В любом случае, когда критик рассматривает плутовской роман или литературную трактовку иллюзии и самоопределения личности, он одновременно вспоминает и Сервантеса, и Набокова.

Эти лекции по Сервантесу были триумфом Набокова в том смысле, что он сам изумился, придя к окончательному мнению о «Дон Кихоте». Он отнесся к задаче со всей скрупулезностью, несмотря на то, что считал этот классический анекдот громоздкой безделкой и подозревал, что там кроется некий подлог. Именно ощущение обмана и пробудило его интерес. Затем, я думаю, он увидел, что подлог заключался в репутации книги, распространившейся, подобно эпидемии, в среде критиков.

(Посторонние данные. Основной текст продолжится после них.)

PR #928, opened 2020-11-29
Custom cradle loading

pepeiborra:
When using ghcide as a library, it may be desirable to host the hie.yaml file
in a location other than the project root, or even avoid the file system altogether


jneira (approved):
Nice point of configurable behaviour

Такие вещи Набоков любил разметать в хвост и гриву. Он стал выявлять в кишащей неразберихе некую симметрию. У него зарождается подозрение, что Сервантес ничего не знает об «отвратительной жестокости» книги.

Ему начинает нравиться сухой юмор Дон Кихота, его заразительный педантизм. Он соглашается с «любопытным феноменом»: Сервантесом был создан характер величественнее самой книги, от которой он отделился – и вошел в искусство, в философию, в политический символизм, в фольклор грамотеев.